In De ecclesia, Hus rejects the divine institution of the Papacy and the visible, hierarchical structure of the Church Militant. He denies that Saint Peter was or is the head of the Holy Catholic Church. Instead, he claims that the preeminence of the Bishop of Rome is merely a consequence of secular decisions, such as the Donation of Constantine, and not instituted by Christ.

He further argues that the Pope can only be considered a successor of Peter if he perfectly emulates Peter's virtues, effectively divorcing the office of the Papacy from the individual holding it. Denying the necessity of a visible head on earth, Hus writes:

Blessed also be God Almighty, who ordains that His militant church shall have such life that, when a pope is dead, she is not on that account without a head or dead!
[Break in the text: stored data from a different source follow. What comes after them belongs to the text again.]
PR #542, opened 2019-08-10
[fix #419] display error to user when access to an opds feed

### LINKED ISSUE #418: Need notification for invalid OPDS feed
Steps to repeat:
OPDS feed loading error

1. Go to Catalogs
2. Type in a URL. Use an invalid URL or a non OPDS URL, for example www.google.com
3. Name the feed, for example "Google" click ADD
4. Feed name is added as a large Blue Box
5. Click on the feed blue box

Because not upon the pope but upon the head, Christ, does her life depend.
— Jan Hus, De ecclesia

And further referencing the Western Schism:

Blessed also be the Lord, the one living head of the church, who preserves her so effectually in unity that, even now, while there are three so-called papal heads, she remains the one spouse of the Lord Jesus Christ!
— Jan Hus, De ecclesia

Because Hus's views challenged the prevailing ecclesiastical power structure, De ecclesia served as the primary basis for his condemnation at Constance.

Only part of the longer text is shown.